PR #1449, opened 2024-04-29
Draft for plugin loading mechanism

terminationshock:
This is a first draft of a plugin loading mechanism. An external C library implements certain functions (see `dftbplus_plugin.h`) and will be loaded in DFTB+ at startup. This example here has been created for `getSKIntegrals`.
Both the implementation of the plugin as well as the C binding in DFTB+ are quite lightweight. Further features are needed, like a geometry update notification.
At the moment, I am happy to hear comments and critizism.


bhourahine:
Thoughts so far:
* Eventually this will need some form of CI for plugins from outside of the test directory cmake system. So probably a cmake finder mechanism that can be used by others
* Multiple plugins eventually...
* in the parser, logically does the plugin belong in options {} ? Possibly a Plugins {} block?
* There is some overlap with #1420, so we should unify. Features from there that are probably relevant
  * plugins returning an announcement string and/or version number for what they are/do/which one
  * Consistency checking/announcement for what a plugin provides, and hence what code functionality can be used with it
* Features more generally: modify parser path depending on plugins loaded
* For current draft, once it gets more finalised: documentation and a changelog entry.

We should document all of this up and try to get buy in from other similar codes.

awvwgk:
Would it be possible to make a case study using an existing external library to implement it via the plugin mechanism? In this case many use cases would be covered which need to be supported for having a proper plugin working with DFTB+. An example could be tblite which is almost completely integrated via two main API routes (computing of integrals for Hamiltonian and exchange of charges and potentials), however still needs a significant change in the DFTB+ main code to work compared with SK based DFTB. Another case which is a bit simpler could be dispersion corrections like DFT-D3 or MBD (note that the latter requires quite some custom work).

terminationshock:
Further work will be done somewhat soon

PR #1451, opened 2024-05-02
Fix GitHub CI-related issues

aradi:
Quick fixes to make 
* Switch to cached Intel compiler with fixed version (fixes Intel hangup)
* Drop macOS tester (unreliably, failing recently more often than not, no possibility to debug it locally currently)
* Uncomment codecov related section, as codecov does not accept old style access any more and hangs.
*

### DIFF
--- a/.github/workflows/build.yml
+++ b/.github/workflows/build.yml
@@ -33,11 +33,11 @@ jobs:
         mpi: [nompi, openmpi]
         config: [Debug]
         version: [13]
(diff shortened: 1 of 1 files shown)


bhourahine (approved):
Seems OK, but any chance of bringing the coverage back?

bhourahine:
@aradi OK, let's merge this, but we do need to get coverage working again soon.

PR #1453, opened 2024-05-04
Remove duplicate results tag

bhourahine:
The block after line 2136 of mainio.F90 is already printing the correct energy quantity (either internal or Mermin depending on the ensemble), so either the wrong energy is printed or two copies of the internal energy (total) are printed by the removed line.


bhourahine:
@aradi now with missing change returned to the tag writing.

PR #1455, opened 2024-05-05
Remove unused old energy eval routine

bhourahine:
Routine is not used anywhere and, as per its comments, is slower than the actual routines (plus is only for clusters).


vanderhe (approved):
This is just a naive implementation to verify the results of the more optimized versions. For debugging purposes I didn't remove it until now, but I guess one could always restore it from the history. LGTM.

PR #1456, opened 2024-05-06
Simplify real hybrid energy evaluation

bhourahine:
All three real code paths can use the same simple evaluation for energy (if the threshold one has the square H matrix).

Also fixes a comment for complex with k-points.


vanderhe (approved):
With the additional symmetrization in the thresholded case this should be equivalent to the previous behavior. LGTM.

PR #1457, opened 2024-05-08
Clean up HFX energy routines

vanderhe:
Clean up as discussed in the devel. meeting.

### DIFF
--- a/src/dftbp/timedep/timeprop.F90
+++ b/src/dftbp/timedep/timeprop.F90
@@ -2030,7 +2030,7 @@ contains
     ! Calculate nuclear kinetic energy
     energyKin = 0.0_dp
     if (this%tIons) then
-      energyKin = 0.5_dp * sum(this%movedMass(:,:) * this%movedVelo(:,:)**2)
+      energyKin = 0.5_dp * sum(this%movedMass * this%movedVelo**2)
       energy%Etotal = energy%Etotal + energyKin
     end if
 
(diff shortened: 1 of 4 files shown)


vanderhe:
@bhourahine I don't see any reason why the HFX energy should be queried by `getPositionDependentEnergy()`, since `calcEnergies()` inside of `getTDEnergy()` already calculates it. Any objections?

bhourahine:
> @bhourahine I don't see any reason why the HFX energy should be queried by `getPositionDependentEnergy()`, since `calcEnergies()` inside of `getTDEnergy()` already calculates it. Any objections?

I think I agree that it should be removed.
@fbonafe, any comments?

src/dftbp/timedep/timeprop.F90
```diff
@@ -2030,7 +2030,7 @@ subroutine getTDEnergy(this, env, energy, rhoPrim, rho, neighbourList, nNeighbou
     ! Calculate nuclear kinetic energy
     energyKin = 0.0_dp
     if (this%tIons) then
-      energyKin = 0.5_dp * sum(this%movedMass(:,:) * this%movedVelo(:,:)**2)
+      energyKin = 0.5_dp * sum(this%movedMass * this%movedVelo**2)
```
bhourahine, line 2033: Slightly off topic for this PR, but harmless and needed.

src/dftbp/timedep/timeprop.F90
```diff
@@ -3733,7 +3733,7 @@ end subroutine initLatticeVectors
 
   !> Calculates repulsive and dispersion energies
```
bhourahine, line 3734: This comment certainly suggests hybrid energy evaluation doesn't belong here.

bhourahine (approved):
LGTM

PR #1460, opened 2024-05-13
Add consistent finders arpack and parpack

aradi:


bhourahine:
@aradi what was the issue with the intel install? Otherwise, seems ready to merge.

* * * * * * *

# [What you have to do]
Search the entries for the word "objections" and copy every line that holds it.

# [Output for this task]
@bhourahine I don't see any reason why the HFX energy should be queried by `getPositionDependentEnergy()`, since `calcEnergies()` inside of `getTDEnergy()` already calculates it. Any objections?
> @bhourahine I don't see any reason why the HFX energy should be queried by `getPositionDependentEnergy()`, since `calcEnergies()` inside of `getTDEnergy()` already calculates it. Any objections?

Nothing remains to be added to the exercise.